■ What the exercise asks: Present the data once more in exactly its original form.

■ Information provided:
>>>
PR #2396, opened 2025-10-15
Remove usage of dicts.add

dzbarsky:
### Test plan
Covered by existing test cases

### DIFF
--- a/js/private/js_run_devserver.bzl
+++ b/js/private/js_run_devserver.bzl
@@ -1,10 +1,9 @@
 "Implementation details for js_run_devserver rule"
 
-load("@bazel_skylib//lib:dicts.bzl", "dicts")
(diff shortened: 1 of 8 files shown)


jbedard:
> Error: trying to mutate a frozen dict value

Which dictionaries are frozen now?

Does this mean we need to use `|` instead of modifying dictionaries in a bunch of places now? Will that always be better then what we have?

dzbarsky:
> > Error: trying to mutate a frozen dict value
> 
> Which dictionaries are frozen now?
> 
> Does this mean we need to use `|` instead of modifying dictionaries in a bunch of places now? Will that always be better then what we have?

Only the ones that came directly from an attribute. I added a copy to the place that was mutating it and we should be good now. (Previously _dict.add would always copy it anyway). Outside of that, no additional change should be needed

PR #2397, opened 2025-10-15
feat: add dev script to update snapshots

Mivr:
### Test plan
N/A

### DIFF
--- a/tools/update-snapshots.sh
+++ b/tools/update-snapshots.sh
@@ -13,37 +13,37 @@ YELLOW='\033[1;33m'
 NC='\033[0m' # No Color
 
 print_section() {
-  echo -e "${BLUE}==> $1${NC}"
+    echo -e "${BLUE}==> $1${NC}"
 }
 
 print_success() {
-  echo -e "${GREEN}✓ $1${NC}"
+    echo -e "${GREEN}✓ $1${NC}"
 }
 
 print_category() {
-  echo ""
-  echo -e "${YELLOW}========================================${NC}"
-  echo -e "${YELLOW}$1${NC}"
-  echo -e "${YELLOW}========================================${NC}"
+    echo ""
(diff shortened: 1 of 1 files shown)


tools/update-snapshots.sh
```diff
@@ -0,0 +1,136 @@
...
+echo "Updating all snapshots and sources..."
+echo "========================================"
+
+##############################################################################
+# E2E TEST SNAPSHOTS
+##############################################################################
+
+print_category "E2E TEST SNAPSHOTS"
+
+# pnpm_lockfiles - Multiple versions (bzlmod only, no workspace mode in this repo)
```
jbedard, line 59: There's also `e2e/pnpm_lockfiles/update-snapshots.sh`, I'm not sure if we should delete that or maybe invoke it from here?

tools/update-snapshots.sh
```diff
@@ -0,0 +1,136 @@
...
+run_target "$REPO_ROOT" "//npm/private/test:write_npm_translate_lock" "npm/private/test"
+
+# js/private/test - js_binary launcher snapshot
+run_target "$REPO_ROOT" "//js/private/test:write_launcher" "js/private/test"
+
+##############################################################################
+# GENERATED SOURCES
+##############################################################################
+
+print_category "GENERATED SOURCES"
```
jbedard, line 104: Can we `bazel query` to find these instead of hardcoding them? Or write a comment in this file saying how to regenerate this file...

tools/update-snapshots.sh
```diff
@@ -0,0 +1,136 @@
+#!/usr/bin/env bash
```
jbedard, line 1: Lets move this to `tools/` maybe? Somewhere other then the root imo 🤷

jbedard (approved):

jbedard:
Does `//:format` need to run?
<<<
■ Exercise answer:
PR #2396, opened 2025-10-15
Remove usage of dicts.add

dzbarsky:
### Test plan
Covered by existing test cases

### DIFF
--- a/js/private/js_run_devserver.bzl
+++ b/js/private/js_run_devserver.bzl
@@ -1,10 +1,9 @@
 "Implementation details for js_run_devserver rule"
 
-load("@bazel_skylib//lib:dicts.bzl", "dicts")
(diff shortened: 1 of 8 files shown)


jbedard:
> Error: trying to mutate a frozen dict value

Which dictionaries are frozen now?

Does this mean we need to use `|` instead of modifying dictionaries in a bunch of places now? Will that always be better then what we have?

dzbarsky:
> > Error: trying to mutate a frozen dict value
> 
> Which dictionaries are frozen now?
> 
> Does this mean we need to use `|` instead of modifying dictionaries in a bunch of places now? Will that always be better then what we have?

Only the ones that came directly from an attribute. I added a copy to the place that was mutating it and we should be good now. (Previously _dict.add would always copy it anyway). Outside of that, no additional change should be needed

PR #2397, opened 2025-10-15
feat: add dev script to update snapshots

Mivr:
### Test plan
N/A

### DIFF
--- a/tools/update-snapshots.sh
+++ b/tools/update-snapshots.sh
@@ -13,37 +13,37 @@ YELLOW='\033[1;33m'
 NC='\033[0m' # No Color
 
 print_section() {
-  echo -e "${BLUE}==> $1${NC}"
+    echo -e "${BLUE}==> $1${NC}"
 }
 
 print_success() {
-  echo -e "${GREEN}✓ $1${NC}"
+    echo -e "${GREEN}✓ $1${NC}"
 }
 
 print_category() {
-  echo ""
-  echo -e "${YELLOW}========================================${NC}"
-  echo -e "${YELLOW}$1${NC}"
-  echo -e "${YELLOW}========================================${NC}"
+    echo ""
(diff shortened: 1 of 1 files shown)


tools/update-snapshots.sh
```diff
@@ -0,0 +1,136 @@
...
+echo "Updating all snapshots and sources..."
+echo "========================================"
+
+##############################################################################
+# E2E TEST SNAPSHOTS
+##############################################################################
+
+print_category "E2E TEST SNAPSHOTS"
+
+# pnpm_lockfiles - Multiple versions (bzlmod only, no workspace mode in this repo)
```
jbedard, line 59: There's also `e2e/pnpm_lockfiles/update-snapshots.sh`, I'm not sure if we should delete that or maybe invoke it from here?

tools/update-snapshots.sh
```diff
@@ -0,0 +1,136 @@
...
+run_target "$REPO_ROOT" "//npm/private/test:write_npm_translate_lock" "npm/private/test"
+
+# js/private/test - js_binary launcher snapshot
+run_target "$REPO_ROOT" "//js/private/test:write_launcher" "js/private/test"
+
+##############################################################################
+# GENERATED SOURCES
+##############################################################################
+
+print_category "GENERATED SOURCES"
```
jbedard, line 104: Can we `bazel query` to find these instead of hardcoding them? Or write a comment in this file saying how to regenerate this file...

tools/update-snapshots.sh
```diff
@@ -0,0 +1,136 @@
+#!/usr/bin/env bash
```
jbedard, line 1: Lets move this to `tools/` maybe? Somewhere other then the root imo 🤷

jbedard (approved):

jbedard:
Does `//:format` need to run?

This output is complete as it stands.